The main thing to know is that they tackle the memory wall in nonlinear time-stepping by keeping most state variables in CPU memory and streaming what the GPU needs over modern interconnects, which lets them run larger 3D ensembles with complex constitutive laws than a pure GPU approach would allow. They also show the generated data being used to train a surrogate model, which is a reasonable downstream use case. That combination is the practical contribution here. What they do well is lay out the dual problem of compute cost and state memory in these simulations and give a clear motivation for why active host-GPU management makes sense when interconnect bandwidth has improved. The seismic application and the surrogate step both feel grounded in real workflow needs rather than abstract benchmarks. The soft spots are in the evidence. The abstract and description give no transfer volume figures, no overlap ratios between data movement and kernel time, and no roofline or bandwidth measurements to show that the interconnect traffic stays sub-dominant during the repeated state updates required by nonlinear steps. The stress-test point about possible latency or effective bandwidth shortfalls is therefore still open; without those numbers the claimed improvements in time-to-solution and energy-to-solution are hard to evaluate. The memory-management idea itself is not new in HPC, so the novelty sits mostly in the specific constitutive-law application and the ensemble scale they target. This is for computational seismologists and HPC groups who already run large finite-element time-history codes and are hitting GPU memory limits, or for people who need big physics datasets for surrogate training. A reader in that space would get usable ideas even if the performance claims need tightening. It deserves peer review because the problem is concrete, the proposed direction is sensible, and the work is coherent on its own terms, but any referee will want the missing quantitative checks on data movement before accepting the speed and energy results.

Referee Report

2 major / 0 minor

Summary. The paper proposes a heterogeneous memory management framework for massive ensemble simulations of nonlinear time-history problems with complex constitutive laws. By actively leveraging host CPU memory through high-bandwidth CPU-GPU interconnects while maximizing GPU throughput, the approach aims to overcome GPU memory limitations, yielding improvements in time-to-solution and energy-to-solution over conventional methods. The framework is further applied to generate large datasets for training neural network surrogate models, with claimed utility for high-fidelity 3D seismic evaluations and data-driven discovery.

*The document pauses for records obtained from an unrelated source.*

Issue #308, opened 2025-12-18
[Bug] Send and sidebar buttons become inaccessible when chat-panel is resized


E66Crisp:
> **Note**: This template is just a guide. Feel free to ignore the format entirely - any feedback is welcome! Don't let the template stop you from sharing your thoughts.

## Bug Description
When I shrink the chat-panel area, the Send button and sidebar collapse button move outside the visible screen area, making them inaccessible and preventing user interaction.

## Expected Behavior
The sidebar collapse button and Send button should remain accessible and visible under all viewport sizes, ensuring users can always send messages and toggle the sidebar.

## Screenshots
<img width="925" height="741" alt="Image" src="https://github.com/user-attachments/assets/54dafa49-12bd-46e2-b7e2-16917eabafc0" />

## Additional Context
Any other information about the problem.

PR #309, opened 2025-12-18
fix(components): Send and sidebar buttons become inaccessible when chat-panel is resized

E66Crisp:
When I shrink the chat-panel area, the Send button and sidebar collapse button move outside the visible screen area, making them inaccessible and preventing user interaction

fixes: #308


DayuanJiang:
Thank you for you contribution.

PR #320, opened 2025-12-18
feat: add Structurizr DSL export for C4 diagrams (#264)

### LINKED ISSUE #264: [Feature] DSL export to structurizr
I think this feature will be awesome for C4 Diagrams

godhaniripal:
- Add convertToStructurizrDsl utility with smart C4 element detection
- Create export dialog with copy and download functionality
- Integrate export button in chat toolbar
- Support automatic hierarchy detection for systems and containers
- Add README documentation for new feature

Resolves #264


DayuanJiang:
Hey @godhaniripal, thanks for the work on this!                                            
                                                                                             
After thinking it through, I don't think this fits what the app should be doing. Export format conversion is really draw.io's responsibility - we're just wrapping their editor with AI capabilities. 
If we start maintaining our own converters, we're taking on work that belongs upstream and will be a constant maintenance headache(As you can see the multiple inline comment from Github Copilot).
                                                                                           
Appreciate the effort though!

PR #353, opened 2025-12-22
Fix: Localize TPM rate-limit toast via i18n

Biki-dev:
## Fix: Localize TPM rate-limit toast via i18n

Replaced the hardcoded English TPM rate-limit toast with a fully localized i18n message.

### What changed
- Updated `useQuotaManager` to use `useDictionary` + `formatMessage`
- Added translations for **EN / ZH / JA**
- Message now supports `{limit}` and `{seconds}` placeholders

### Result
The TPM rate-limit toast is now properly localized and consistent with the app’s i18n pattern.


DayuanJiang:
Thanks! Fixed some translation issues. Merged.

PR #395, opened 2025-12-24
fix: add scrollable model list in AI Model Configuration dialog

Biki-dev:
Fixes the model configuration dialog where the model list was not scrollable.

solves #393 

issue detail : https://github.com/DayuanJiang/next-ai-draw-io/issues/393#issuecomment-3688934441


DayuanJiang:
Neat fix, thanks.

PR #396, opened 2025-12-24
Hide scrollbar in model selector dropdown while maintaining scroll functionality

Biki-dev:
Before : 
Screenshot 2025-12-24 142709
After : 
Screenshot 2025-12-24 142744


DayuanJiang:
Thanks for the PR! I added a small tweak on top of your changes - instead of just hiding the scrollbar, I also added a gradient shadow at the bottom so users can still tell there's more content to scroll.

Issue #437, opened 2025-12-27
[Enhancement] Improve Chat Panel UI Layout


DayuanJiang:
## Current Behavior

The chat input area currently displays several controls in a single row:
- History button
- Download button
- Image upload button
- Model selector (e.g., "gpt-5-mini")

When the chat panel width is narrow, the icons on the left side get hidden, reducing functionality access.

### 1. Move utility buttons to Settings page(see screenshot 1,2,3)
Move the following controls from the chat input bar to the Settings page:
- History button
- Download button
- (Optionally other less frequently used controls)

This declutters the main chat interface.

### 2. Responsive model selector(see screenshot 4)
When the chat panel width is narrow:
- Hide the model name text and show only the model icon
- This frees up space so important icons remain visible

## Motivation

- **Cleaner interface**: Moving rarely-used controls to Settings reduces visual clutter
- **Better mobile/narrow view experience**: Users can still access all icons without them being hidden
- **Improved usability**: Primary actions (type message, send) are more prominent

## Screenshots

<img width="1296" height="1614" alt="Image" src="https://github.com/user-attachments/assets/ac1bbe17-e6ac-4ea6-a62c-41c5c2c62a69" />

---

This should be split into two PRs:
- [ ] Move utility buttons to Settings page
- [ ] Responsive model selector

If anyone is willing to contribute to this, please comment below.

Biki-dev:
Looks like no one’s active on this, so I’ll take it.

PR #443, opened 2025-12-27
fix: make model selector label responsive to panel width

Biki-dev:
## Changes
- Added responsive behavior to the model selector based on chat panel width.
- Hide the model name and show only the model icon in narrow layouts.
- Automatically restore the model name when the panel width increases.
- Prevent resize feedback loops by observing the container instead of the button.
- Added hysteresis thresholds to avoid flicker during panel resizing.
 issue #437

### DIFF
--- a/components/model-selector.tsx
+++ b/components/model-selector.tsx
@@ -116,8 +116,8 @@ export function ModelSelector({
     const [showLabel, setShowLabel] = useState(true)
 
     // Threshold (px) under which we hide the label (tweak as needed)
-    const HIDE_THRESHOLD = 250
-    const SHOW_THRESHOLD = 250
+    const HIDE_THRESHOLD = 240
+    const SHOW_THRESHOLD = 260
     useEffect(() => {
         const el = wrapperRef.current
         if (!el) return


components/model-selector.tsx
```diff
@@ -112,134 +112,189 @@ export function ModelSelector({
         ? `${selectedModel.modelId} ${dict.modelConfig.clickToChange}`
         : `${dict.modelConfig.usingServerDefault} ${dict.modelConfig.clickToChange}`
 
+    const wrapperRef = useRef<HTMLDivElement | null>(null)
+    const [showLabel, setShowLabel] = useState(true)
+
+    // Threshold (px) under which we hide the label (tweak as needed)
+    const HIDE_THRESHOLD = 250
+    const SHOW_THRESHOLD = 250
```
DayuanJiang: The HIDE_THRESHOLD and SHOW_THRESHOLD are both 250, which defeats the hysteresis mechanism. At exactly 250px width, the state will toggle infinitely

```suggestion
    const HIDE_THRESHOLD = 240
    const SHOW_THRESHOLD = 260
```

Biki-dev:
@DayuanJiang yeah , ig now good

Significance. If the performance claims hold with supporting measurements, the work could enable previously intractable large-scale nonlinear simulations in computational seismology and mechanics by relaxing GPU memory constraints, while also providing a pathway to data-driven surrogates; the emphasis on interconnect-aware heterogeneous management aligns with emerging hardware trends but requires concrete validation to establish impact.

major comments (2)

[Abstract] Abstract: the central claim of significant improvements in time-to-solution and energy-to-solution from comparisons with conventional implementations is unsupported, as no benchmark numbers, transfer-volume measurements, overlap ratios, or roofline analysis are supplied to demonstrate that CPU-GPU interconnect traffic for repeated per-element state-variable updates remains sub-dominant during nonlinear time-stepping.
[Abstract] Abstract: the assumption that recent CPU-GPU interconnects (e.g., NVLink or PCIe) allow active host-memory use without negating gains is load-bearing for the framework, yet no analysis addresses potential latency or effective-bandwidth bottlenecks when loading/updating large state arrays each time step; this directly engages the skeptic concern and leaves the memory-wall-overcoming claim unevaluated.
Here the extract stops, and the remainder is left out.